The materials used in the aforementioned variants are plastic materials of the thermoplastic type such as polycarbonates. Finally, if the plastic material used to make the two half-cases can allow elongation without rupture of the case, which requires a material that is relatively rigid in the service temperature range (-40° C., +60° C.) but which exhibits great elongation when submitted to high stresses during firing, it is then possible to eliminate the axial expansion devices disclosed above, with the characteristics alone of the plastic material making axial expansion of the case possible. A material of the elastomer thermoplastic type may be used. These materials are elastomers, that is, they are likely to deform under stress without any variation in volume and to virtually recover their initial dimensions when the stress is removed (in practice, their elongation at rupture is more than 300%). But they are termed thermoplastic because for reduced stresses, their tension/elongation curve is nearer to that of thermoplastics (such as polycarbonates) than that of traditional elastomers.
Amongst materials of this type, one may use for example polyurethane based copolymers (such as Estane or Desmopan, registered trademarks), polyester based copolymers (such as 1'Hytrel from Du Pont or 1'Arnitel from d'Akzo, registered trademarks) or polyamide copolymers (such as Dynil or Pebax from Atochem, registered trademarks).

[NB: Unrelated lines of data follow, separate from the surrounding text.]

PR #3461, opened 2022-12-19
Update to check_dirichlet_bcid_consistency()

dknez:
Previously check_dirichlet_bcid_consistency() required that all processors had DirichletBoundary objects defined identically, otherwise one could get a parallel deadlock due to calling comm.max() on a subset of processors. In this update we do a comm.set_union() of boundary IDs with DirichetBoundary defined on them so that we can define DirichletBoundary objects differently on different processors. This is desirable since in general other libMesh mesh data is not required to be identical on different processors, and this update to check_dirichlet_bcid_consistency() means that DirichletBoundary also no longer needs to be identical on different processors.

### DIFF
--- a/include/base/dof_map.h
+++ b/include/base/dof_map.h
@@ -845,6 +845,11 @@ public:
   void set_implicit_neighbor_dofs(bool implicit_neighbor_dofs);
 
   /**
+   * Set the _verify_dirichlet_bc_consistency flag.
+   */
+  void set_verify_dirichlet_bc_consistency(bool val);
+
+  /**
    * Tells other library functions whether or not this problem
    * includes coupling between dofs in neighboring cells, as can
    * currently be specified on the command line or inferred from
@@ -1924,6 +1929,18 @@ private:
    */
   bool _implicit_neighbor_dofs_initialized;
   bool _implicit_neighbor_dofs;
+
+  /**
+   * Flag which determines whether we should do some additional
+   * checking of the consistency of the DirichletBoundary objects
+   * added by the user. Defaults to true, but can be disabled in cases
+   * where you only want to add DirichletBoundary objects "locally"
+   * and can guarantee that no repartitioning will be done, since
+   * repartitioning could cause processors to own new boundary sides
+   * for which they no longer have the proper DirichletBoundary
+   * objects stored.
+   */
+  bool _verify_dirichlet_bc_consistency;
 };
 
 
--- a/include/base/dof_map.h
+++ b/include/base/dof_map.h
@@ -1381,14 +1381,11 @@ public:
   get_adjoint_dirichlet_boundaries(unsigned int q);
 
   /**
-   * Check that all the \p dbc_bcids (which typically come from DirichetBoundary objects)
-   * are actually present in the mesh. If not, this will throw an error.
-   * This method is useful for detecting the case where DirichletBoundary objects have
-   * been defined using IDs that are not present in the mesh, since this usually indicates
-   * that there is some error in the model setup.
+   * Check that all the ids in dirichlet_bcids are actually present in the mesh.
+   * If not, this will throw an error.
    */
   void check_dirichlet_bcid_consistency (const MeshBase & mesh,
-                                         const std::set<boundary_id_type>& dbc_bcids) const;
+                                         const DirichletBoundary & boundary) const;
 #endif // LIBMESH_ENABLE_DIRICHLET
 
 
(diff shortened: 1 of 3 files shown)


jwpeterson (approved):
Technically this is an API change, but I think not in a widely used API, so I would be good with merging it. The function is set up to handle the case where boundary id sets are not consistent among ranks
```
      // On a distributed mesh, boundary id sets may *not* be
      // consistent across all ranks, since not all ranks see all
      // boundaries
      mesh.comm().max(found_bcid);
```
but if that is actually the case, then you cannot loop over `_dirichlet_boundaries` and call `comm().max()` as it will result in a deadlock, like @dknez mentioned.

roystgnr:
> this update to check_dirichlet_bcid_consistency() means that DirichletBoundary also no longer needs to be identical on different processors.

Does it really?  When we redistribute elements to other processors, are we now redistributing any associated DirichletBoundary objects at the same time (as we do with e.g. BoundaryInfo entries)?  If not then we still aren't actually supporting distributed DirichletBoundary information, we're just making its breakage slightly delayed and making fixing it slightly more complicated.

This PR is probably a step in the right direction, so I don't want to say "don't merge it until you've taken the next ten steps too", but could we do something to catch the failure in the repartitioned case?  Even if it's just asserting *then* that boundary data is identical across processors, that would still be preferable to potentially silently dropping BCs.

dknez:
As far as I understand the DirichletBoundary objects lead to creation of dof_constraint_rows, and once those dof_constraint_rows are created, they are communicated in parallel as needed, is that right? Based on this, it seems to me that we should not have to define the same DirichletBoundary on all processors, since all that matters is that the subsequent dof_constraint_rows are communicated properly (which happens automatically already as far as I know). In other cases we aren't required to add the constraints on all processors, since the dof_constraint_rows will be communicated automatically.

As a result it seems to me that we should be allowed to create a DirichletBoundary on one processor and not others, since then the dof_constraint_rows will be communicated as needed. I've tested this and it works fine in parallel as far as I can tell, but it only worked after applying the update from this PR to check_dirichlet_bcid_consistency(), since otherwise we got a parallel deadlock in check_dirichlet_bcid_consistency(), as described above.

dknez:
P.S. The test cases I've run all use ReplicatedMesh. Maybe there are some other issues in the DistributedMesh case, though I think this PR is at least helpful to allow us to add the dof_constraint_rows from DirichletBoundary on a subset of processors.

jwpeterson:
> could we do something to catch the failure in the repartitioned case? Even if it's just asserting then that boundary data is identical across processors, that would still be preferable to potentially silently dropping BCs.

I would be happy to add some additional checks, but I'm not sure exactly what you mean by "repartitioned case"? Is the idea that if you start with inconsistent (aka different local) `DirichletBoundary` information that would be in fact be sufficient to constrain the problem, but then you repartition, you may then end up with processors owning new sides that should be constrained, but not having the right `DirichletBoundary` objects to actually constrain them?

roystgnr:
> all that matters is that the subsequent dof_constraint_rows are communicated properly (which happens automatically already as far as I know)

It's been too long, so don't take my word for this, but IIRC the rows are automatically *communicated* properly, but (at least on a distributed mesh? though we might be doing ReplicatedMesh the same way for efficiency, either now or in the future!) the rows might not be *created* properly; we might only be bothering to create constraint rows as necessary for our local elements.

> Is the idea that if you start with inconsistent (aka different local) DirichletBoundary information that would in fact be sufficient to constrain the problem, but then you repartition, you may then end up with processors owning new sides that should be constrained, but not having the right DirichletBoundary objects to actually constrain them?

This is basically what I'm afraid of.  Not sure what the best way to test it would be.  Maybe use a linear partitioner, then renumber elements and repartition, to force nearly everything to be reassigned?

jwpeterson:
After some discussion with @roystgnr and @dknez we decided to switch approaches slightly and allow the "expert" user to simply circumvent the `check_dirichlet_bcid_consistency()` check entirely in cases where the "repartition issue" is not relevant.  Although such a check would be possible in theory according to @roystgnr:

> (do a global set union of pair<boundary_id_type,variable_num>, and if anyone sees a boundary that's not in their DBCs but is in that global set then they scream and die)

it would still add extra computational complexity, and would be better to avoid if possible.

Note that I am leaving the original commit (followed by a revert) in the history since we have already used it internally as a sort of  "submodule hash" and it would be good to keep that in the history.

roystgnr (approved):
Go ahead and merge if you don't want to wait on the downstream test fixes; there's no way *this* PR should trigger any real errors.

jwpeterson:
OK, thanks for reviewing. I'll wait for the remaining in progress tests to finish but not worry about the failed ones.

PR #3462, opened 2022-12-21
Add named block, sideset, and nodeset support for Nemesis meshes

jasondhales:
I have a small test problem in MOOSE that requires these changes.


roystgnr:
Just got around to looking at https://github.com/idaholab/moose/pull/23007 ; that'll do.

Of course, the invention is not confined to the embodiments disclosed above, and it comprises any technical devices that are equivalent to those which have only been given as examples with reference to the appended drawings. In particular, a single ammunition round may have different axial expansion devices for each component forming its case, with these devices being chosen from those given as examples. A single ammunition round may have axial expansion devices according to the invention in only one of the components forming its case, with the other element being able to be designed differently. The separation between the two half-cases may be located nearer to or further away from the front and rear end caps. Finally, the case may comprise a half-case having a single front or rear end cap which can move under the effect of the pressure from the gases, and is rigid with a half-case which comprises expansion devices according to one of the embodiments disclosed above.